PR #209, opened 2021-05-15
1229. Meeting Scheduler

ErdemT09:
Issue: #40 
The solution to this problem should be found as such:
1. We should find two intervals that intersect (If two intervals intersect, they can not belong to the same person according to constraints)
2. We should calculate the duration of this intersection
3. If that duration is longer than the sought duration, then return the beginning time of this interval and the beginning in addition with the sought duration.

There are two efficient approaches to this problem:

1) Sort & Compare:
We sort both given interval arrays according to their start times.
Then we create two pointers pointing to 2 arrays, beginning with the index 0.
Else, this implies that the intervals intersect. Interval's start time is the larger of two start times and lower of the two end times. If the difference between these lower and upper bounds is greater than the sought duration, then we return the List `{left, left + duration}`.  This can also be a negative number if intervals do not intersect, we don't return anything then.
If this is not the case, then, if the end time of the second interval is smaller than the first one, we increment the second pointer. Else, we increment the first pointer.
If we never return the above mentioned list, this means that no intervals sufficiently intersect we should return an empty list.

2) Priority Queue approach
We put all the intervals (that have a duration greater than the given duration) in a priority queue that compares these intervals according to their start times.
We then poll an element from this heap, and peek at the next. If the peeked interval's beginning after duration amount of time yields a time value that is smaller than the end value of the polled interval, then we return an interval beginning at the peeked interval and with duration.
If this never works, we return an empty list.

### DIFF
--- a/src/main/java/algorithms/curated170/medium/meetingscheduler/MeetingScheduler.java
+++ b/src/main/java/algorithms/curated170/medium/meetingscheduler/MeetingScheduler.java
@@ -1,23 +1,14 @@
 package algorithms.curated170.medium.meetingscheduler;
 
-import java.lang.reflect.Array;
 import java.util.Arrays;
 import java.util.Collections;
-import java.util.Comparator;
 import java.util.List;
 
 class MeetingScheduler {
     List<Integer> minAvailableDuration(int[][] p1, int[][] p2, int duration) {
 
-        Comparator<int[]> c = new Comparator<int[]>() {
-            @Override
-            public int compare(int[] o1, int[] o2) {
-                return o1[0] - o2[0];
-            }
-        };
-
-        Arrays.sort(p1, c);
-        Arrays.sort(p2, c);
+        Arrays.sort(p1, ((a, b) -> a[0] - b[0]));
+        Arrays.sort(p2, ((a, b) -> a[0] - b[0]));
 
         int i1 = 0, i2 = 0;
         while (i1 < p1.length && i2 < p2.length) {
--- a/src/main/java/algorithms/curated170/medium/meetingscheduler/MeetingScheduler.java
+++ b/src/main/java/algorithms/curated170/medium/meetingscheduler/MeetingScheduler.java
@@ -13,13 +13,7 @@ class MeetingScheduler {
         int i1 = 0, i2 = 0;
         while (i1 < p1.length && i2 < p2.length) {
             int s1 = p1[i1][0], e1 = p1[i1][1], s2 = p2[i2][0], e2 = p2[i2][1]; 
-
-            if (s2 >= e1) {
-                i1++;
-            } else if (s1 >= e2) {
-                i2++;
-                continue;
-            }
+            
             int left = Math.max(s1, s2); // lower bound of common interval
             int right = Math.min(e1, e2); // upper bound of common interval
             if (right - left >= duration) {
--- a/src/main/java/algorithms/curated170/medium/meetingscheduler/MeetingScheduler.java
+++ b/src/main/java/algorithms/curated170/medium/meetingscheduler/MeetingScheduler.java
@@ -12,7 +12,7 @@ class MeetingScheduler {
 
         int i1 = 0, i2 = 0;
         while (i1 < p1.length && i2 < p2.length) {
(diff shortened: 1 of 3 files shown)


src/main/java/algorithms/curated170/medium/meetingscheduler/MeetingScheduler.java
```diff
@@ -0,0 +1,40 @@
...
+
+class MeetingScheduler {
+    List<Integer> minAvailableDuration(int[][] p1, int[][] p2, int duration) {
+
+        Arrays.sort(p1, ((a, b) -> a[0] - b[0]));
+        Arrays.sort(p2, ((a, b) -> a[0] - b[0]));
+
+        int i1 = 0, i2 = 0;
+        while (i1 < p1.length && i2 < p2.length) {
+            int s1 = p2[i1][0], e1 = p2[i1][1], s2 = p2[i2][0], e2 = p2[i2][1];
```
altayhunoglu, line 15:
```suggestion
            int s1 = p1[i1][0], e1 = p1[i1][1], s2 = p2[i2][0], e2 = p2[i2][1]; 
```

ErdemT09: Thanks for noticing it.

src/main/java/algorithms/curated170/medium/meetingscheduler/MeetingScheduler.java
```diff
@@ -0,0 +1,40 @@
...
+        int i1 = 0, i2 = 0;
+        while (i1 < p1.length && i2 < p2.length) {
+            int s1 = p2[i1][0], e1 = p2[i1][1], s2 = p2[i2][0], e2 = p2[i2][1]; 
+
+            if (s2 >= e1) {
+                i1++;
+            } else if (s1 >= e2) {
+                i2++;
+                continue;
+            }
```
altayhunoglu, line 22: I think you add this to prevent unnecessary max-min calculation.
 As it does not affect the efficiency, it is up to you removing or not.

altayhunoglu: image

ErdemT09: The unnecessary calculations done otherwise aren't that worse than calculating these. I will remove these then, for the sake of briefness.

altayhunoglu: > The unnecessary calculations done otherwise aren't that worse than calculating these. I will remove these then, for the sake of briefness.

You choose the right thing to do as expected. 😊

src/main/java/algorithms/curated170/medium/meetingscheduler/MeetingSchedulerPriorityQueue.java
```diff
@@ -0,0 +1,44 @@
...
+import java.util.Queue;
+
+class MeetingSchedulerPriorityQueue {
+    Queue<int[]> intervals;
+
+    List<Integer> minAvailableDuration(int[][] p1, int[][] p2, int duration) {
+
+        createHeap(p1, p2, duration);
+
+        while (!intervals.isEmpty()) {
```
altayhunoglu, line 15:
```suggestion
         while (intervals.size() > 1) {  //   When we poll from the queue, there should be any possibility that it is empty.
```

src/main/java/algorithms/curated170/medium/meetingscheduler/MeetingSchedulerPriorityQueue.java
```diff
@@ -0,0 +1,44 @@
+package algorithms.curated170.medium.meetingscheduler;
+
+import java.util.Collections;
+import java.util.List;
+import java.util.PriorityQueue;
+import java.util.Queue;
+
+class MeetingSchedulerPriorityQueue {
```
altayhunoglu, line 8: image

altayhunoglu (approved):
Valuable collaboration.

*Task requirements*. Each entry must be output exactly as it was written.

*Written solution*.
PR #209, opened 2021-05-15
1229. Meeting Scheduler

ErdemT09:
Issue: #40 
The solution to this problem should be found as such:
1. We should find two intervals that intersect (If two intervals intersect, they can not belong to the same person according to constraints)
2. We should calculate the duration of this intersection
3. If that duration is longer than the sought duration, then return the beginning time of this interval and the beginning in addition with the sought duration.

There are two efficient approaches to this problem:

1) Sort & Compare:
We sort both given interval arrays according to their start times.
Then we create two pointers pointing to 2 arrays, beginning with the index 0.
Else, this implies that the intervals intersect. Interval's start time is the larger of two start times and lower of the two end times. If the difference between these lower and upper bounds is greater than the sought duration, then we return the List `{left, left + duration}`.  This can also be a negative number if intervals do not intersect, we don't return anything then.
If this is not the case, then, if the end time of the second interval is smaller than the first one, we increment the second pointer. Else, we increment the first pointer.
If we never return the above mentioned list, this means that no intervals sufficiently intersect we should return an empty list.

2) Priority Queue approach
We put all the intervals (that have a duration greater than the given duration) in a priority queue that compares these intervals according to their start times.
We then poll an element from this heap, and peek at the next. If the peeked interval's beginning after duration amount of time yields a time value that is smaller than the end value of the polled interval, then we return an interval beginning at the peeked interval and with duration.
If this never works, we return an empty list.

### DIFF
--- a/src/main/java/algorithms/curated170/medium/meetingscheduler/MeetingScheduler.java
+++ b/src/main/java/algorithms/curated170/medium/meetingscheduler/MeetingScheduler.java
@@ -1,23 +1,14 @@
 package algorithms.curated170.medium.meetingscheduler;
 
-import java.lang.reflect.Array;
 import java.util.Arrays;
 import java.util.Collections;
-import java.util.Comparator;
 import java.util.List;
 
 class MeetingScheduler {
     List<Integer> minAvailableDuration(int[][] p1, int[][] p2, int duration) {
 
-        Comparator<int[]> c = new Comparator<int[]>() {
-            @Override
-            public int compare(int[] o1, int[] o2) {
-                return o1[0] - o2[0];
-            }
-        };
-
-        Arrays.sort(p1, c);
-        Arrays.sort(p2, c);
+        Arrays.sort(p1, ((a, b) -> a[0] - b[0]));
+        Arrays.sort(p2, ((a, b) -> a[0] - b[0]));
 
         int i1 = 0, i2 = 0;
         while (i1 < p1.length && i2 < p2.length) {
--- a/src/main/java/algorithms/curated170/medium/meetingscheduler/MeetingScheduler.java
+++ b/src/main/java/algorithms/curated170/medium/meetingscheduler/MeetingScheduler.java
@@ -13,13 +13,7 @@ class MeetingScheduler {
         int i1 = 0, i2 = 0;
         while (i1 < p1.length && i2 < p2.length) {
             int s1 = p1[i1][0], e1 = p1[i1][1], s2 = p2[i2][0], e2 = p2[i2][1]; 
-
-            if (s2 >= e1) {
-                i1++;
-            } else if (s1 >= e2) {
-                i2++;
-                continue;
-            }
+            
             int left = Math.max(s1, s2); // lower bound of common interval
             int right = Math.min(e1, e2); // upper bound of common interval
             if (right - left >= duration) {
--- a/src/main/java/algorithms/curated170/medium/meetingscheduler/MeetingScheduler.java
+++ b/src/main/java/algorithms/curated170/medium/meetingscheduler/MeetingScheduler.java
@@ -12,7 +12,7 @@ class MeetingScheduler {
 
         int i1 = 0, i2 = 0;
         while (i1 < p1.length && i2 < p2.length) {
(diff shortened: 1 of 3 files shown)


src/main/java/algorithms/curated170/medium/meetingscheduler/MeetingScheduler.java
```diff
@@ -0,0 +1,40 @@
...
+
+class MeetingScheduler {
+    List<Integer> minAvailableDuration(int[][] p1, int[][] p2, int duration) {
+
+        Arrays.sort(p1, ((a, b) -> a[0] - b[0]));
+        Arrays.sort(p2, ((a, b) -> a[0] - b[0]));
+
+        int i1 = 0, i2 = 0;
+        while (i1 < p1.length && i2 < p2.length) {
+            int s1 = p2[i1][0], e1 = p2[i1][1], s2 = p2[i2][0], e2 = p2[i2][1];
```
altayhunoglu, line 15:
```suggestion
            int s1 = p1[i1][0], e1 = p1[i1][1], s2 = p2[i2][0], e2 = p2[i2][1]; 
```

ErdemT09: Thanks for noticing it.

src/main/java/algorithms/curated170/medium/meetingscheduler/MeetingScheduler.java
```diff
@@ -0,0 +1,40 @@
...
+        int i1 = 0, i2 = 0;
+        while (i1 < p1.length && i2 < p2.length) {
+            int s1 = p2[i1][0], e1 = p2[i1][1], s2 = p2[i2][0], e2 = p2[i2][1]; 
+
+            if (s2 >= e1) {
+                i1++;
+            } else if (s1 >= e2) {
+                i2++;
+                continue;
+            }
```
altayhunoglu, line 22: I think you add this to prevent unnecessary max-min calculation.
 As it does not affect the efficiency, it is up to you removing or not.

altayhunoglu: image

ErdemT09: The unnecessary calculations done otherwise aren't that worse than calculating these. I will remove these then, for the sake of briefness.

altayhunoglu: > The unnecessary calculations done otherwise aren't that worse than calculating these. I will remove these then, for the sake of briefness.

You choose the right thing to do as expected. 😊

src/main/java/algorithms/curated170/medium/meetingscheduler/MeetingSchedulerPriorityQueue.java
```diff
@@ -0,0 +1,44 @@
...
+import java.util.Queue;
+
+class MeetingSchedulerPriorityQueue {
+    Queue<int[]> intervals;
+
+    List<Integer> minAvailableDuration(int[][] p1, int[][] p2, int duration) {
+
+        createHeap(p1, p2, duration);
+
+        while (!intervals.isEmpty()) {
```
altayhunoglu, line 15:
```suggestion
         while (intervals.size() > 1) {  //   When we poll from the queue, there should be any possibility that it is empty.
```

src/main/java/algorithms/curated170/medium/meetingscheduler/MeetingSchedulerPriorityQueue.java
```diff
@@ -0,0 +1,44 @@
+package algorithms.curated170.medium.meetingscheduler;
+
+import java.util.Collections;
+import java.util.List;
+import java.util.PriorityQueue;
+import java.util.Queue;
+
+class MeetingSchedulerPriorityQueue {
```
altayhunoglu, line 8: image

altayhunoglu (approved):
Valuable collaboration.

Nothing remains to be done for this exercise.